■ Given data ■
************

PR #1216, opened 2023-11-27
[ANCHOR-550] Convert extended tests to JUnit

lijamie98:
### Description

- Create JUnit test `Sutie` to group the extended tests into 6 categories. `rpc`, `custody`, `auth-jwt-custody`, `auth-jwt-platform`, `auth-apikey-custody`, and `auth-apikey-platform`
- Fix the bug that the `custody` tests that can only run once. Create dynamic signatures when calling the fireblocks custody server.
- Modify the Github workflow files to run the extended tests with different test configurations.
- Updated `README` docs.

### Context

CI improvements.

### Testing

- `./gradlew test`

### Documentation
Updated the how to contribute documentation.


.github/workflows/sub_essential_tests.yml
```diff
@@ -7,7 +7,7 @@ on:
 jobs:
   essential_tests:
     name: Run Essential Tests (Integration Tests, Faster End-2-End Tests, Unit Tests, and Stellar Validation Tools)
-    runs-on: ubuntu-latest-16-cores
+    runs-on: ubuntu-latest-8-cores
     #    runs-on: ubuntu-latest
```
philipliu, line 11: nit: can we remove the comment?

extended-tests/src/test/kotlin/org/stellar/anchor/platform/extendedtest/auth/apikey/custody/AuthApiKeyCustodyTests.kt
```diff
@@ -1,43 +1,18 @@
...
-      testProfileRunner.start()
-    }
-
-    @AfterAll
-    @JvmStatic
-    fun breakdown() {
-      testProfileRunner.shutdown()
-    }
-  }
+// use TEST_PROFILE_NAME = "auth-apikey-custody"
```
philipliu, line 14: This is an idea: is there a way to make the tests fail if they run against an unexpected profile?

platform/src/main/java/org/stellar/anchor/platform/config/FireblocksConfig.java
```diff
@@ -191,6 +191,7 @@ public void validateRetryDelay(Errors errors) {
    */
   public PublicKey getFireblocksPublicKey() throws InvalidConfigException {
     try {
+      System.out.println("publicKey=" + publicKey);
```
philipliu, line 194: Nit: remove println

philipliu (approved):
LGTM

extended-tests/src/test/kotlin/org/stellar/anchor/platform/extendedtest/auth/apikey/custody/AuthApiKeyCustodyTests.kt
lijamie98: The test will naturally fail if it is run against an unexpected profile. The old paradigm of running the docker compose with the test will be able to make sure of the consistency. However, we have switched to the new paradigm.

Another alternative is to have an end-point to expose the test-profile. However, this may cause other issues. WDYT?

platform/src/main/java/org/stellar/anchor/platform/config/FireblocksConfig.java
lijamie98: I was working on removing all the printlin statements too. :-)

extended-tests/src/test/kotlin/org/stellar/anchor/platform/extendedtest/auth/apikey/custody/AuthApiKeyCustodyTests.kt
philipliu: Yeah, on second thought, I don't think we should be doing this.

PR #1229, opened 2023-12-12
[ANCHOR-570] Remove Java Reference Server

lijamie98:
### Description

Remove Java Reference Server

### Context

Clean up the project.

### Testing

- `./gradlew test`


philipliu (approved):
We should update the README as well. I think there are still references to it.

PR #1232, opened 2023-12-13
[ANCHOR-544] Fix date fields in SEP-12 PUT /customer

philipliu:
### Description

This changes the `id_issue_date` and `id_expiration_date` type to a String instead of an Instant. Validation has been added to these fields to ensure they are in ISO-8601 date-only format before passing it to the business server.

### Context

SEP-9 date fields should be in ISO-8601 date-only format. 

### Testing

- `./gradlew test`

### Documentation

N/A

### Known limitations

N/A


Ifropc:
Shouldn't we accept ISO 8601 date time too for backward compatibility? Not sure if anybody uses it right not, but simple regex replacement of "T.*", "" could be sufficient

philipliu:
@Ifropc Good point. I think there is less room for error if we avoid using regex, so I'll parse instead.

Ifropc (approved):

Ifropc:
Ideally we would want to pass ISO-8601 date-only format to business server but I think date-time is acceptable

PR #1233, opened 2023-12-13
[PARTNER-218] Bump java SDK version in legacy 1.0

Ifropc:
### Description

Bump java SDK version in legacy 1.0

### Context

Using the latest Java SDK

### Testing

- `./gradlew test`

### Documentation

N/A

### Known limitations

N/A


JakeUrban (approved):
Note that 0.42 is compatible with testnet starting Dec 18th. They don't use the Stellar observer so they should be ok though.

PR #1245, opened 2024-01-03
[ANCHOR-577] Print Anchor Platform banner with version string

lijamie98:
### Description

Print Anchor Platform banner with version string

### Context

This is to improve the anchor platform developer expeirence.

### Testing

- `./gradlew test`


philipliu:
Is this also accessible from the docker image?

lijamie98:
> Is this also accessible from the docker image?

Yes it does. When running from the docker image, the banner is also printed.

philipliu (approved):

PR #1250, opened 2024-01-09
[ANCHOR-524] Change message db column type from VARCHAR to TEXT

JiahuiWho:
### Description

Change the type from VARCHAR to TEXT for column that stores generic message

### Context

Instead of validating the input length of each field on api level, this can be delegate to database to ensure the data integrity and cross-platform consistency. Thus changing the type from varchar to text for column that could contain generic messages.

### Testing

- `./gradlew test`


lijamie98:
How do we verify that the Flyway script does not break if there are existing transactions in the database?

JiahuiWho:
`ALTER TABLE` will not rewrite the table, since varchar and text have the same on-disk representation, both allow variable-length strings with virtually no difference in performance or storage.

db migration is only needed when the column has a index

philipliu (approved):
LGTM

PR #1252, opened 2024-01-10
[ANCHOR-566] Fix the assertion failure caused by SSEStream connection reset that caused the status to become YELLOW and remove event deletion

lijamie98:
### Description

When the test parallelization is turned on, the essential tests may fail from time to time.

- The SSEStream may cause IOException that causes the SSEStream to restart and set the observer status to YELLOW.
- Remove the reference server event deletion that causes instability of event assertion.
- Log the events to find the root cause of the event assertion failure

### Context

Improve test stability.

### Testing

- `./gradlew test`

### DIFF
--- a/essential-tests/src/testFixtures/kotlin/org/stellar/anchor/platform/e2etest/Sep24End2EndTests.kt
+++ b/essential-tests/src/testFixtures/kotlin/org/stellar/anchor/platform/e2etest/Sep24End2EndTests.kt
@@ -31,6 +31,7 @@ import org.stellar.anchor.auth.Sep24InteractiveUrlJwt
 import org.stellar.anchor.platform.AbstractIntegrationTests
 import org.stellar.anchor.platform.CLIENT_WALLET_SECRET
 import org.stellar.anchor.platform.TestConfig
+import org.stellar.anchor.util.GsonUtils
 import org.stellar.anchor.util.Log.debug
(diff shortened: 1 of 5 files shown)


essential-tests/src/testFixtures/kotlin/org/stellar/anchor/platform/e2etest/Sep24End2EndTests.kt
```diff
@@ -83,7 +83,6 @@ open class Sep24End2EndTests : AbstractIntegrationTests(TestConfig()) {
   ) = runBlocking {
     val keypair = SigningKeyPair.fromSecret(walletSecretKey)
     walletServerClient.clearCallbacks()
-    anchorReferenceServerClient.clearEvents()
```
philipliu, line 86: Is the endpoint used anymore? Should we remove it?

philipliu (approved):

essential-tests/src/testFixtures/kotlin/org/stellar/anchor/platform/e2etest/Sep24End2EndTests.kt
lijamie98: Yeah, I was debating... There might be future use case. So, I kept it.

I will remove from the client and still keep the end-point.

PR #1254, opened 2024-01-11
[ANCHOR-580] Disable ConfigManager health check

lijamie98:
### Description

Disable ConfigManager health check

### Context

The config manager health check prints config values which poses security vulnerability.

### Testing

- `./gradlew test`


essential-tests/src/testFixtures/kotlin/org/stellar/anchor/platform/e2etest/Sep24End2EndTests.kt
```diff
@@ -163,11 +163,9 @@ open class Sep24End2EndTests : AbstractIntegrationTests(TestConfig()) {
     actualEvents?.let {
       assertEquals(expectedStatuses.size, actualEvents.size)
 
-      GsonUtils.getInstance().toJson(expectedStatuses).let { json ->
-        println("expectedStatuses: $json")
-      }
+      println("expectedStatuses: " + GsonUtils.getInstance().toJson(expectedStatuses))
 
-      GsonUtils.getInstance().toJson(actualEvents).let { json -> println("actualEvents: $json") }
+      println("actualEvents: " + GsonUtils.getInstance().toJson(expectedStatuses))
```
philipliu, line 168: This isn't related to the healthcheck, right?

philipliu (commented):
Is this health check being used by anyone? Should we be fixing the exposure instead of disabling the health check?

essential-tests/src/testFixtures/kotlin/org/stellar/anchor/platform/e2etest/Sep24End2EndTests.kt
lijamie98: That's good question. 

I think the ConfigMap contains the secret. The health check retrieves the details for the config which may lead to leak of secrets. I think it is safer to seal it for now so that we don't risk leaking it.

In the future when we implement the dynamic configuration or admin console, we should separate the secret from the ConfigManager.

PR #1256, opened 2024-01-11
[ANCHOR-579][Quick Fix] Fix Sep10 config home_domain coexist error

JiahuiWho:
### Description

Fix sep10 config reading `home_domain` and `home_domains` from different resource and causing conflicting

### Context

Currently Sep10Config will throw error if `home_domains` is set in env config, because it is also reading `home_domain` from default config, and these two field cannot coexist.

This is a quick fix. Will deprecate `home_domain` and move to use `home_domains` only in 3.0

### Testing

- `./gradlew test`
Tested with default config and multi-tenant config provided by SDP team, both work properly.


philipliu (approved):
LGTM

PR #1258, opened 2024-01-17
[ANCHOR-593] Fix extended tests post Testnet reset

philipliu:
### Description

The platform tests hardcode transaction hashes that get erased after a Testnet reset. This commit updates the hardcoded values with new transactions.

### Context

Testnet reset broke these tests.

### Testing

- `./gradlew test`

### Documentation

N/A

### Known limitations

This will need to be repeated after the next Testnet reset. We need to look for a way around this.


JiahuiWho (approved):
Thanks for fixing this!

PR #1260, opened 2024-01-23
[ANCHOR-554] Implement SEP-12 binary fields

philipliu:
### Description

This adds for SEP-9 binary fields support in the SEP-12 PUT /customer endpoint. SEP-12 PUT /customer requests containing binary fields are expected to use the `multipart/form-data` content type. The Anchor Platform will act as a proxy, passing along the fields as is, to the business server.

I also added reference support for all SEP-9 fields since I'm already touching the code.

### Context

Previously, only string fields were supported.

### Testing

- `./gradlew test`

### Documentation

I will create a stellar-docs PR to add the new `multipart/form-data` callback endpoints.

### Known limitations

N/A


JakeUrban (approved):
This LGTM! Lets remember to update our documentation to notify businesses that they need to accept multipart/form-data requests on their `PUT /customer` business server endpoints if they want to accept binary fields.

PR #333, opened 2021-01-13
Add tunable to allow evdev passthrough with qemu

0xC0ncord:
A feature of qemu allows users to pass through input devices directly into the virtual guest. When this is enabled, a user can press both CTRL keys at the same time, at which point the input devices specified on the qemu commandline have their input events sent directly to the guest. This is done via the IOCTL permission on the specified devices. This merge adds a boolean to allow this feature to be enabled.

### DIFF
--- a/policy/modules/kernel/devices.if
+++ b/policy/modules/kernel/devices.if
@@ -2189,6 +2189,24 @@ interface(`dev_manage_input_dev',`
 
 ########################################
 ## <summary>
+##	IOCTL the input event devices (/dev/input).
+## </summary>
+## <param name="domain">
+##	<summary>
+##	Domain allowed access.
+##	</summary>
+## </param>
+#
+interface(`dev_ioctl_input_dev',`
+	gen_require(`
+		type event_device_t;
+	')
+
+	allow $1 event_device_t:chr_file ioctl;
+')
+
+########################################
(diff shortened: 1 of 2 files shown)


pebenito:
Do you know the exact ioctl(s) that are used? I don't know if we will use extended permissions in the future, but it would helpful to know if so.

0xC0ncord:
> Do you know the exact ioctl(s) that are used? I don't know if we will use extended permissions in the future, but it would helpful to know if so.

I don't, but let me see if I can find out.

0xC0ncord:
It [looks like](https://github.com/qemu/qemu/blob/master/hw/input/virtio-input-host.c#L119-L138) the relevant code is here, but that's just a preemptive guess from glancing at it. Looks like there are several ioctls being used, all of which are defined [here](https://github.com/qemu/qemu/blob/master/include/standard-headers/linux/input.h), namely `0x90`, `0x91` (`EVIOCGRAB` and `EVIOCREVOKE`).

pebenito:
Thanks! Please add a comment about these in the tunable block (line 460) and I'll merge it.

0xC0ncord:
> Thanks! Please add a comment about these in the tunable block (line 460) and I'll merge it.

Done!

PR #335, opened 2021-01-14
Remove modules for programs that are deprecated or no longer supported.

pebenito:


pebenito:
### Please comment on the related refpolicy mail list thread instead of here.

PR #336, opened 2021-01-26
spamassassin: add rspamd support and tunable

0xC0ncord:
Additional rules are required to enable rspamd support. This commit adds
file contexts for rspamd's files and adds a tunable that enables the
additional rules needed for rspamd to function.

### DIFF
--- a/policy/modules/services/spamassassin.te
+++ b/policy/modules/services/spamassassin.te
@@ -21,6 +21,14 @@ gen_tunable(spamassassin_can_network, false)
 ## </desc>
 gen_tunable(spamd_enable_home_dirs, false)
 
+## <desc>
+##	<p>
+##	Determine whether extra rules should
+##	be enabled to support rspamd.
+##	</p>
+## </desc>
+gen_tunable(rspamd_spamd, false)
+
 type spamd_update_t;
 typealias spamd_update_t alias spamd_gpg_t;
 type spamd_update_exec_t;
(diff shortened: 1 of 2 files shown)


policy/modules/services/spamassassin.te
```diff
@@ -384,6 +395,30 @@ tunable_policy(`spamd_enable_home_dirs',`
...
+
+	fs_search_tmpfs(spamd_t)
+	manage_dirs_pattern(spamd_t, spamd_tmpfs_t, spamd_tmpfs_t)
+	manage_files_pattern(spamd_t, spamd_tmpfs_t, spamd_tmpfs_t)
+	mmap_read_files_pattern(spamd_t, spamd_tmpfs_t, spamd_tmpfs_t)
+	fs_tmpfs_filetrans(spamd_t, spamd_tmpfs_t, { dir file })
+
+	corenet_tcp_connect_http_port(spamd_t)
+	corenet_tcp_connect_redis_port(spamd_t)
+')
```
pebenito, line 420: I'm not completely convinced we need a tunable, or at least not everything needs to be in the tunable. Most of the perms  are innocuous read perms and the tmpfs ones aren't that concerning either. If the tunable is needed, then it would only need to be the network connections and maybe setrlimits IMO.

0xC0ncord: I think it is better not to grant perms when they are not needed, hence the tunable for these rules. I don't really have a problem granting those read perms for the entire spamd domain though.

pebenito (approved):
We can keep it as-is, and then if it becomes necessary, pull stuff out of the tunable.

PR #339, opened 2021-01-26
sudo: add tunable for HTTP connections

0xC0ncord:
It is possible to edit the PAM configuration for sudo in order to require users to authenticate against different mechanisms to use sudo. One such mechanism that may be useful is yubico-pam, which verifies a user's Yubikey against a validation server over HTTP(s). This commit adds a global and per-user domain tunable to allow sudo domains to make HTTP connections to facilitate this functionality.


policy/modules/admin/sudo.if
```diff
@@ -35,6 +35,17 @@ template(`sudo_role_template',`
...
+	## <desc>
+	##	<p>
+	##	Determine whether the sudo domain
+	##	can connect to TCP HTTP ports. This
+	##	is needed if an additional authentication
+	##	mechanism via an HTTP server is
+	##	required for users to use sudo.
+	##	</p>
+	## </desc>
+	gen_tunable(sudo_$1_tcp_connect_http_port, false)
```
pebenito, line 47: Why does this need to be per-role, rather than all or nothing?

0xC0ncord: It really doesn't need to be. I figured that the flexibility of making it per-role could be valuable. If not, I don't object to removing this.

pebenito: Lets start with a single tunable and if that's too limiting, we can always make it more granular.

pebenito (changes requested):

pebenito (approved):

************

■ About this exercise ■
Starting at the line that contains "It is possible", restate word for word every line through the last one in the records above. Return nothing else.

■ Finished exercise ■
It is possible to edit the PAM configuration for sudo in order to require users to authenticate against different mechanisms to use sudo. One such mechanism that may be useful is yubico-pam, which verifies a user's Yubikey against a validation server over HTTP(s). This commit adds a global and per-user domain tunable to allow sudo domains to make HTTP connections to facilitate this functionality.


policy/modules/admin/sudo.if
```diff
@@ -35,6 +35,17 @@ template(`sudo_role_template',`
...
+	## <desc>
+	##	<p>
+	##	Determine whether the sudo domain
+	##	can connect to TCP HTTP ports. This
+	##	is needed if an additional authentication
+	##	mechanism via an HTTP server is
+	##	required for users to use sudo.
+	##	</p>
+	## </desc>
+	gen_tunable(sudo_$1_tcp_connect_http_port, false)
```
pebenito, line 47: Why does this need to be per-role, rather than all or nothing?

0xC0ncord: It really doesn't need to be. I figured that the flexibility of making it per-role could be valuable. If not, I don't object to removing this.

pebenito: Lets start with a single tunable and if that's too limiting, we can always make it more granular.

pebenito (changes requested):

pebenito (approved):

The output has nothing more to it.